PLGA has been recognized as a distinct salivary gland tumor that has a predilection to occur in the minor salivary glands and is associated with slow growth and indolent biology. PLGA occurs over a wide age range but does not seem to occur in the first or second decades of life. There is a female predilection, with a female to male ratio of 2:1. [8]

The review of the literature revealed that typical clinical presentation of PLGA is that of an asymptomatic mass located within the oral cavity. Clinical symptomatology ranges in duration, from a few days to 40 years, with an average length of symptoms of 27 months. Patients who present with pain, bleeding or ulceration may not have more aggressive course nor are prone to develop recurrences. The tumor size ranges from 0.4 cm to 6.0 cm. [8]

Tumors of minor salivary glands may develop in the various parts of the head and neck region. However, high density of glandular tissue in the palate and in particular, the junction of hard and soft palate renders this location, the most frequent site for minor salivary gland neoplasms in the oral cavity. [9] In decreasing order of frequency, the PLGA occurs in the palate (32%); the soft palate (17%); the hard palate (16%); the lip (13%); the buccal mucosa (10%); the alveolar ridge (8%); and at mucosal sites not otherwise specified [NOS] (4%). [8] This tumor may also arise in major salivary glands (parotid), albeit very rarely. [9] In the present case, PLGA involved the posterio-lateral part of the hard palate.

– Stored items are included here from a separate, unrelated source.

PR #2291, opened 2021-09-02
Made shared_objects non-copyable

ice0:
Added explicit copy constructors to Transformations (fixes build errors)

### DIFF
--- a/synfig-core/src/modules/lyr_std/perspective.cpp
+++ b/synfig-core/src/modules/lyr_std/perspective.cpp
@@ -352,6 +352,7 @@ namespace {
 		
 		TransformationPerspective() { }
 		explicit TransformationPerspective(const Matrix &matrix): matrix(matrix) { }
+		TransformationPerspective& operator= (const TransformationPerspective& other) { matrix = other.matrix; return *this; }
 		
 	protected:
 		virtual Transformation* clone_vfunc() const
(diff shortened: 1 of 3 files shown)


synfig-core/src/modules/lyr_std/perspective.cpp
```diff
@@ -352,6 +352,7 @@ namespace {
 		
 		TransformationPerspective() { }
 		explicit TransformationPerspective(const Matrix &matrix): matrix(matrix) { }
+		TransformationPerspective& operator= (const TransformationPerspective& other) { matrix = other.matrix; return *this; }
```
rodolforg, line 355: what is the shared-object concept here?

rodolforg (approved):
Now I got it

ice0:
@rodolforg 

Hi, sorry for the late reply.
The concept of ETL smart pointers is different from std smart pointers. 
Std smart pointers store the reference count inside the smart pointer itself. 
Unlike std, ETL stores a reference count within an object.

For this reason, you cannot put <int> object to the etl::handle. Only objects inherited from etl::shared_object.
The same concept is used in Glib::RefPtr (they switched to std::shared_ptr in gtkmm 4)
https://www.murrayc.com/permalink/2017/04/20/gtkmm-4-progress/


I removed the copy constructor just to make sure it doesn't break anything. 
But as you can see there is a code which copying `Transformations` directly, so I added explicit copy constructor to them.

rodolforg:
@ice0 OK :) Approved then

PR #2294, opened 2021-09-05
Studio: avoid lambda functions for signal callbacks

rodolforg:
Specially important for WorkArea queuing rendering.

Reasoning by Kjell Ahlstedt (gtkmm maintainer) follows below:

From the documentation of sigc::mem_fun():

```
 * @note If the object type inherits from sigc::trackable, and the
 * functor returned from mem_fun() is assigned to a sigc::slot, the functor
 * will be automatically cleared when the object goes out of scope. Invoking
 * that slot will then have no effect and will not try to use the destroyed
 * instance.
```

In most examples in the gtkmm tutorial the signal handlers are members of widgets.
All widgets inherit from sigc::trackable. The automatic disconnection when a
widget is destroyed would be lost if a sigc::mem_fun() is replaced by a C++ lambda
expression. Unless it's combined with sigc::track_obj():

```c++
m_button.signal_clicked().connect(sigc::track_obj([this]{ on_button_clicked(); }, *this));
```
but that's no better than sigc::mem_fun(), is it?

This kind of automatic disconnection is not always necessary. Some instances of
mem_fun() could be replaced by lambda expressions, to show that it's possible.
Preferably together with a description of the pros and cons of mem_fun() and
lambda expressions. But I don't recommend replacing the majority of the mem_fun()s.

https://gitlab.gnome.org/GNOME/gtkmm-documentation/-/issues/10

### DIFF
--- a/synfig-studio/src/gui/app.cpp
+++ b/synfig-studio/src/gui/app.cpp
@@ -2197,13 +2197,13 @@ void App::save_custom_workspace()
 	Gtk::Entry * name_entry = Gtk::manage(new Gtk::Entry());
 	name_entry->set_margin_start(16);
 	name_entry->set_margin_end(16);
-	name_entry->signal_changed().connect([&](){
+	name_entry->signal_changed().connect(sigc::track_obj([&](){
 		std::string name = synfig::trim(name_entry->get_text());
 		bool has_equal_sign = name.find("=") != std::string::npos;
 		ok_button->set_sensitive(!name.empty() && !has_equal_sign);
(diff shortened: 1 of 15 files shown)


rodolforg:
The changes in WorkArea can fix https://forums.synfig.org/t/synfig-dev-v1-5-0-is-crashing/12480 .

A while ago I had some crashes when changing the selected duck (or when unselecting them all) and I tracked down to this problem. I forgot to make a PR.

ice0 (approved):

ice0:
Merged. Thank you!

PR #2295, opened 2021-09-05
Layer_Freetype: fix user font directory on MacOS

rodolforg:


rodolforg:
Some MacOS user, please test it by building from source :(

rodolforg:
It may fix https://forums.synfig.org/t/text-not-showing-at-all-mac/10865/16

PR #2296, opened 2021-09-06
move layer and valuenode iteration methods to synfig-core

rodolforg:
A code cleanup that will help reuse code for GUI layer copying


synfig-studio/src/synfigapp/actions/layerduplicate.cpp
```diff
@@ -418,21 +357,13 @@ LayerDuplicate::replace_valuenodes(const std::map<synfig::Layer::Handle,synfig::
...
-			for (const auto& vn_pair : cloned_valuenode_map) {
-				if (iter->second == vn_pair.first) {
-					cloned_layer->disconnect_dynamic_param(iter->first);
-					cloned_layer->connect_dynamic_param(iter->first, vn_pair.second);
-				} else {
-					do_replace_valuenodes(iter->second, vn_pair);
-				}
+		replace_value_nodes(cloned_layer,
+							[cloned_valuenode_map](ValueNode::LooseHandle vn) -> ValueNode::LooseHandle {
+			try {
```
ice0, line 362: I think better to not use exceptions here:
```
    auto found = cloned_valuenode_map.find(vn);
    if (found == cloned_valuenode_map.end()) {
        return nullptr;
    }
    return found.second;
```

Morphologic and IHC evidences indicate potential differentiation of both luminal and nonluminal cells (myoepithelial and basal cells) in PLGA. Ultrastructurally, some cases show only luminal cells, some both luminal and nonluminal cells while others are almost solely composed of myoepithelial cells. [10]

In the neoplastic state, myoepithelium has a lower proliferation than basal-type epithelial cells and secretes excess substances that inhibited tissue invasion and metastasis. These accumulated myxoid ground substances and basement membrane components as well as numerous proteinase inhibitors (maspin, α1-antitrypsin, TIMP-1 and protease nexin II) all contribute to an anti-invasive matrix for myoepithelial-rich salivary gland tumors. Hence, myoepithelial carcinomas (such as PLGA) exhibit lobulated and pushing rather than infiltrative tissue growth patterns and prolonged survivals despite distant metastases. [11]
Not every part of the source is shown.